法の目指すところは、第1条に以下のように示されています。

いじめが、いじめを受けた児童等の教育を受ける権利を著しく侵害し、その心身の健全な成長及び人格の形成に重大な影響を与えるのみならず、その生命又は身体に重大な危険を生じさせるおそれがあるものであることに鑑み、児童等の尊厳を保持するため、(中略)いじめの防止等のための対策を総合的かつ効果的に推進することを目的とする。

いじめは、相手の人間性とその尊厳を踏みにじる「人権侵害行為」であることを改めて共通認識し、人権を社会の基軸理念に据えて、社会の成熟を目指すという決意が表明されています。

(以下略)

4.2 いじめの防止等の対策のための組織と計画 略

4.3 いじめに関する生徒指導の重層的支援構造

(…略…)

4.3.1 いじめ防止につながる発達支持的生徒指導

いじめに取り組む基本姿勢は、人権尊重の精神を貫いた教育活動を展開することです。

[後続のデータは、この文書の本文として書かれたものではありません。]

PR #8601, opened 2021-11-15
Removed ExternalInOutlookEnabled and added link to Set-OrganizationConfig.md

dariomws:
Closes https://github.com/MicrosoftDocs/OfficeDocs-Exchange/issues/2860.

### DIFF
--- a/exchange/exchange-ps/exchange/Set-ExternalInOutlook.md
+++ b/exchange/exchange-ps/exchange/Set-ExternalInOutlook.md
@@ -136,3 +136,5 @@ This cmdlet supports the common parameters: -Debug, -ErrorAction, -ErrorVariable
 ## NOTES
 
 ## RELATED LINKS
+
+[Set-OrganizationConfig](Set-OrganizationConfig.md)
--- a/exchange/exchange-ps/exchange/Set-ExternalInOutlook.md
+++ b/exchange/exchange-ps/exchange/Set-ExternalInOutlook.md
@@ -137,4 +137,4 @@ This cmdlet supports the common parameters: -Debug, -ErrorAction, -ErrorVariable
 
 ## RELATED LINKS
 
-[Set-OrganizationConfig](Set-OrganizationConfig.md)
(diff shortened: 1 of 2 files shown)


chrisda:
@dariomws, see my comments in the related Issue (I don't believe Set-ExternalInOutlook and MailTipsExternalRecipientsTipsEnabled on Set-OrganizationConfig have anything to do with each other).

The removal of `[-ExternalInOutlook]` from the syntax block is fine.

Two additional things to remember:

- Availability of a cmdlet/parameter is different from functionality. The applicable/Applicable metadata values on cmdlets/parameters needs to accurately reflect if the cmdlet/parameter is AVAILABLE in a particular environment. We can use additional text (the parameter description, the SYSOPSIS section, and/or the DESCRIPTION section) to explain that the cmdlet/parameter doesn't work in a specific environment. In other words: if a cmdlet/parameter is AVAILABLE, don't remove it.
- Always use full docs.microsoft.com topic URLs in cmdlet reference topics. Relative topic links will work fine on the web, but they won't populate correctly when the topics are converted from markdown to MAML XML for code check-in and use at the command line.

dariomws:
Thank you @chrisda. It was my mistake, I didn't see that one parameter is for inbound and the other one for outbound.

> * Availability of a cmdlet/parameter is different from functionality. The applicable/Applicable metadata values on cmdlets/parameters need to accurately reflect if the cmdlet/parameter is AVAILABLE in a particular environment. We can use additional text (the parameter description, the SYSOPSIS section, and/or the DESCRIPTION section) to explain that the cmdlet/parameter doesn't work in a specific environment. In other words: if a cmdlet/parameter is AVAILABLE, don't remove it (including its applicable/Applicable value).

I remember this one, thank you.

> * Always use full docs.microsoft.com topic URLs in cmdlet reference topics. Relative topic links will work fine on the web, but they won't populate correctly when the topics are converted from markdown to MAML XML for code check-in and use at the command line.

I have a different message, let's talk about it in private.

PR #8540, opened 2021-11-02
Update Set-AutoSensitivityLabelPolicy.md

tiffanyyumsft:
Need the -startsimulation $true piece to start simulation

PR #8617, opened 2021-11-17
Update Set-AutoSensitivityLabelPolicy.md

chrisda:
Recreation of #8540


garycentric:
@chrisda
For angle brackets to be displayed in the published page, they need to be preceded with a backslash to tell the Markdown processor to not interpret the contents as HTML tags; for example, we need to use `\<placeholder\>` instead of `<placeholder>`.


 That's why this PR has instances of  **[Suggestion: disallowed-html-tag]**. Though these are reported as suggestions, they can have a significant effect on content. For example, this code:

```
### -AddOneDriveLocation
The AddOneDriveLocation parameter specifies the OneDrive for Business sites to add to the list of included sites when you aren't using the value All for the OneDriveLocation parameter. You identify the site by its URL value.

To enter multiple values, use the following syntax: <value1>,<value2>,...<valueX>. If the values contain spaces or otherwise require quotation marks, use the following syntax: "<value1>","<value2>",..."<valueX>".
```

Is rendered like this:

image

PR #8624, opened 2021-11-19
Update Set-Place.md

Luspin:
After some testing, we found that the entries for the GeoCoordinates parameter need to use period separators, instead of commas, e.g.:
Set-Place: Cannot process argument transformation on parameter 'GeoCoordinates'. Cannot convert value "48,643546;-122,12316" to type "Microsoft.Exchange.Data.GeoCoordinates". Error: "The latitude specified in '48,643546;-122,12316' is invalid. Latitude must be a number between -90.0 and 90.0."


chrisda:
@Luspin, see PR [6646](https://github.com/MicrosoftDocs/office-docs-powershell/pull/6646/files), where they changed periods to commas based on testing, and you're asking to change from commas to periods based on testing.

Could this be a localization/regional settings thing?

PR #8708, opened 2021-12-12
Update Get-Recipient.md

kellybos:
There are some discrepancies in this article that are leading to customer escalations -

1. Filter parameter uses OPATH filters instead of LDAP. There is a reference to filterable properties in Exchange server content which is not accurate for EXO. There are some properties like ExternalDirectoryObjectId which cannot be used and others like ExchangeGUID that don't accept wildcards. There should be reference to this article for most up-to-date supported attributes for EXO - https://docs.microsoft.com/en-us/powershell/exchange/filters-v2?view=exchange-ps.

2. RecipientPreviewFilter parameter doesn't use OPATH, it uses LDAP. The information provided in this parameter section is incorrect. Query must be in different format (unable to find official docs content on LDAP filtering), but an example would be - 

```
(&(mail=*)(msExchArchiveGUID=*))
```

LDAP uses the ActiveDirectory name of the property and different operators. Also allows more wildcard options than OPATH.


chrisda:
@kellybos, be advised that the Filter parameter with this exact same description exists in 29 other Exchange cmdlet reference topics, so I used my edited version of your update in those other descriptions.

PR #8819, opened 2022-01-17
Update Get-Recipient.md

abhisk11:


get-itips (commented):
Hello @abhisk11 
The parameter sets already show a relation between `-IncludeSoftDeletedRecipients` and `-Identity` so I am not sure...

Also, the build is throwing errors because the note is not expected to be there.

dariomws:
Agree with @get-itips and...

If you have a Microsoft alias, you can link your accounts in GitHub so that a blue "Microsoft submitter" label appears to any PR's or issue you submit. Guidance on it here: https://docs.opensource.microsoft.com/tools/github/index.html

Here is the site you can use to see the mappings between GitHub and Microsoft aliases: https://repos.opensource.microsoft.com/people?q=abhisk11

PR #8839, opened 2022-01-21
PowerShell 7 modifications & removal of Ex2013

trudolf-msft:
PowerShell community SME answered this:

Yeah, that "encoding" was removed in PS7.
You can get the bytes content using the "-AsByteStream" parameter.
If you want something that works reliably over all PS versions, you can use the System.IO.File static class:
$r = [System.IO.File]::ReadAllBytes('C:\data\test.eml)
(Has better performance anyway)


JohanFreelancer9 (approved):

chrisda:
@trudolf-msft, like it or not, Test-Message is available in Exchange 2013, so we can't just remove the cmdlet/parameter applicable/Applicable values simply because we don't like them; and we don't like them, but I doubt there will ever be code work to hide/remove the cmdlet.

Appreciate the System.IO.File update. There are a TON of parameters in other cmdlets that are of parameter type = Byte[] and use the 'bad' `([Byte[]](Get-Content -Encoding Byte -Path...` syntax, so I'll find and replace those, too.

したがって、児童生徒が人権意識を高め、共生的な社会の一員として市民性を身に付けるような働きかけを日常の教育活動を通して行うことが、いじめ防止につながる発達支持的生徒指導と考えることができます。

児童生徒が、「自分の大切さとともに他の人の大切さを認めること」ができる人権感覚を身に付けるように働きかけるためには、教職員が、一人一人の児童生徒が大切にされることを目指す人権教育と生徒指導は密接な関係にあり、いじめ防止につながる相乗的な効果を持つものであることを意識することが必要です。

また、市民性を育む教育を行うことも重要です。いじめ防止につながるという視点からは、発達段階に応じた教育を通じて、「誰もが法によって守られている」、「法を守ることによって社会の安全が保たれる」という意識を高めるとともに、学校に市民社会のルールを持ち込むことも必要です。その際、児童生徒のみならず、教職員も保護者も、学校に関係する地域の人々も、市民社会のルールを尊重することが求められます。

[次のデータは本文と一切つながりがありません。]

PR #13214, opened 2020-03-27
Increases ATM Withdrawl Limit

Mitchs98:
## What Does This PR Do
Increases the max limit for ATM withdrawls from 10k to 100k. It's not often people get over 10k, but with some admin run events and slot winnings it's relevant. Mostly for the admin event side of things. Now, the comment on the line I edited said that it was done that way to prevent crashes. I personally noticed no CPU spikes when testing locally, and don't really think it would affect anything personally. I could be wrong though.

## Why It's Good For The Game
Allows events that involve a lot of credits being spawned/deposited/stolen and what not to run a lot more smoothly, withdrawing 10k at once is a huge pain in the rear and becomes tedious fast.

## Changelog
:cl:
tweak: You can now withdraw up to 100k at a time from an ATM.
/:cl:

### DIFF
--- a/code/modules/economy/ATM.dm
+++ b/code/modules/economy/ATM.dm
@@ -237,9 +237,9 @@ log transactions
 						playsound(src, 'sound/machines/chime.ogg', 50, 1)
 
 						//remove the money
-						if(amount > 10000) // prevent crashes
+						if(amount > 100000) // prevent crashes
 							to_chat(usr, "<span class='notice'>The ATM's screen flashes, 'Maximum single withdrawl limit reached, defaulting to 10,000.'</span>")
-							amount = 10000
+							amount = 100000
 						withdraw_arbitrary_sum(amount)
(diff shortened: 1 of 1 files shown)


code/modules/economy/ATM.dm
```diff
@@ -237,9 +237,9 @@ log transactions
 						playsound(src, 'sound/machines/chime.ogg', 50, 1)
 
 						//remove the money
-						if(amount > 10000) // prevent crashes
+						if(amount > 100000) // prevent crashes
 							to_chat(usr, "<span class='notice'>The ATM's screen flashes, 'Maximum single withdrawl limit reached, defaulting to 10,000.'</span>")
```
farie82: Did not update the text here

Mitchs98: Aw hell, you're right >_<. Thanks for that. Knew I forgot something because I'm a derp xD

PR #13216, opened 2020-03-28
Allow the Cloning Pod to accept monster meat as a source of biomass

nok-ko:
## What Does This PR Do

It makes goliath meat and other exotic xeno meats (spider meat, bear meat, etc.) into instances of `/obj/reagent_containers/food/snacks/meat`, and therefore accepted by the cloning pod as biomass. Special case: they however cannot be made into cutlets, as other `meat` can.

## Why It's Good For The Game

It is currently very possible to construct a cloning setup on the mining outpost, but gathering biomass for a clone requires a stationside trip, since goliath meat is arbitratily not accepted as a biomass source by the cloning pods. This PR removes this issue! It also makes butchering xenos and spiders more useful.

## Changelog
:cl: Nokko
tweak: made the Cloning Pod accept goliath, xeno, spider, bear, and lizard meat
/:cl:

### DIFF
--- a/code/game/machinery/cloning.dm
+++ b/code/game/machinery/cloning.dm
@@ -4,7 +4,19 @@
 //Potential replacement for genetics revives or something I dunno (?)
 
 #define CLONE_BIOMASS 150
+
 #define BIOMASS_BASE_AMOUNT 50 // How much biomass a BIOMASSABLE item gives the cloning pod
+
+// Not a comprehensive list: Further PRs should add appropriate items here.
+// Meat as usual, monstermeat covers goliath, xeno, spider, bear meat
+GLOBAL_LIST_INIT(cloner_biomass_items, list(\
+/obj/item/reagent_containers/food/snacks/meat,\
+/obj/item/reagent_containers/food/snacks/monstermeat,
+/obj/item/reagent_containers/food/snacks/carpmeat,
+/obj/item/reagent_containers/food/snacks/salmonmeat,
+/obj/item/reagent_containers/food/snacks/catfishmeat,
+/obj/item/reagent_containers/food/snacks/tofurkey))
+
 #define MINIMUM_HEAL_LEVEL 40
 #define CLONE_INITIAL_DAMAGE 190
 #define BRAIN_INITIAL_DAMAGE 90 // our minds are too feeble for 190
@@ -307,7 +319,7 @@
 /obj/machinery/clonepod/process()
 	var/show_message = 0
 	for(var/obj/item/item in range(1, src))
-		if (item.BIOMASSABLE)
+		if(is_type_in_list(item, GLOB.cloner_biomass_items))
 			qdel(item)
 			biomass += BIOMASS_BASE_AMOUNT
 			show_message = 1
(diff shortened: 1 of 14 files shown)


nok-ko:
A question: why don't terror spiders have butcher results?

nok-ko:
@farie82 I briefly checked over and made sure that you can't make cutlets and bacon from monster meat, and I changed the references in the cooking recipe files (for monstermeat-specific recipes) to the new names. I don't believe anything ever calls for raw meat and not cutlets, but I will double-check and report back.

nok-ko:
Honestly I've done this a little ass-backwards. @farie82 pointed out in Discord that changing the subtype of the monster meats to `meat` is a far more wide-reaching change than what my commit really is about: makng the Cloning Pod accept more logical sources of biomass/protein. I'll adjust this PR significantly today.

nok-ko:
Everything works properly now, as far as I can tell. Should I edit my original description and update the changelog and stuff? My implementation and the functionality has changed since the first commit.

code/game/machinery/cloning.dm
```diff
@@ -364,12 +378,12 @@
 		use_power(200)
 
 //Let's unlock this early I guess.  Might be too early, needs tweaking.
-/obj/machinery/clonepod/attackby(obj/item/I, mob/user, params)
-	if(exchange_parts(user, I))
+/obj/machinery/clonepod/attackby(obj/item/item, mob/user, params)
```
farie82: No need to rename `I` to `item`. `I` is more commonly used. Usually people call scoped variables in this fashion.

code/modules/food_and_drinks/food/snacks.dm
```diff
@@ -273,6 +273,8 @@
 //		reagents.add_reagent("nutriment", 2)							//	this line of code for all the contents.
 //		bitesize = 3													//This is the amount each bite consumes.
 
+// Remember to add anything that should be accepted as biomass by the cloning pods into the GLOB.cloner_biomass_items list.
```
farie82: No need to place comments here in my opinion. The file has nothing to do with cloning itself

code/game/machinery/cloning.dm
```diff
@@ -302,13 +315,14 @@
...
 	var/show_message = 0
-	for(var/obj/item/reagent_containers/food/snacks/meat/meat in range(1, src))
-		qdel(meat)
-		biomass += BIOMASS_MEAT_AMOUNT
-		show_message = 1
+	for(var/obj/item/item in range(1, src))
+		if(is_type_in_list(item, GLOB.cloner_biomass_items))
+			qdel(item)
+			biomass += BIOMASS_BASE_AMOUNT
+			show_message = 1
```
farie82: show_message is a boolean value. Standard is to use the defines `TRUE` or `FALSE` for those.
It's also set to 0 above on line 320. That one can also be replaced by a bool define

code/game/machinery/cloning.dm
nok-ko: Okay, thanks. I don't know a lot of convention, thanks for showing me.

code/game/machinery/cloning.dm
nok-ko: I just worked my code around what was there previously, didn't look closely enough to realize that it could be replaced with the defines. Will do!

code/modules/food_and_drinks/food/snacks.dm
nok-ko: Fair enough.

nok-ko:
Implemented all of @farie82's style suggestions in the latest commit. Woo-hoo, my first actual PR!

VeteranKyl:
Surely nothing can go wrong with using xeno based biomass to regrow a person.

nok-ko:
@VeteranKyl MEAT IS MEAT.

児童生徒が「多様性を認め、人権侵害をしない人」へと育つためには、学校や学級が、人権が尊重され、安心して過ごせる場となることが必要です。こうした学校・学級の雰囲気を経験することによって、児童生徒の人権感覚や共生感覚は養われます。

したがって、「全ての児童生徒にとって安全で安心な学校づくり・学級づくり」を目指すことも、いじめ防止につながる発達支持的生徒指導と捉えることができます。その際、児童生徒の基本的人権に十分に配慮しつつ、次のような点に留意することが重要です。

① 「多様性に配慮し、均質化のみに走らない」学校づくりを目指す

集団教育の場である学校、学級・ホームルームにおいて凝集性を高めることは必要ですが、行きすぎて同調圧力が強まると、多様性を認め合うことが難しくなりかねません。教室に、様々な異なる考えや意見を出し合える自由な雰囲気を確保し、児童生徒がお互いの違いを理解し、「いろいろな人がいた方がよい」と思えるように働きかけることが大切です。

②児童生徒の間で人間関係が固定されることなく、対等で自由な人間関係が築かれるようにする

学力以外にも様々な観点から、児童生徒が興味を抱くこと、好きになれること、夢中になれることを、学校生活において、どれだけ提供することができるのかが重要です。自分のやろうとすることが認められ、応援してもらっていると感じて初めて、学校が居場所であると思えるようになります。

③「どうせ自分なんて」と思わない自己信頼感を育む

自己への信頼とは、主体的に取り組む共同の活動を通して他者から認められ、他者の役に立っていると実感することによって育まれると考えられます。例えば、積極的に「異年齢交流」に取り組むことで、いじめや不登校、暴力行為が大きく減ったという報告もあります。お互いに助け合いながら、学級・ホームルームの係活動や児童会・生徒会活動などにおいて何ができるのか、ということについて児童生徒自身が考える機会を用意することも大切です。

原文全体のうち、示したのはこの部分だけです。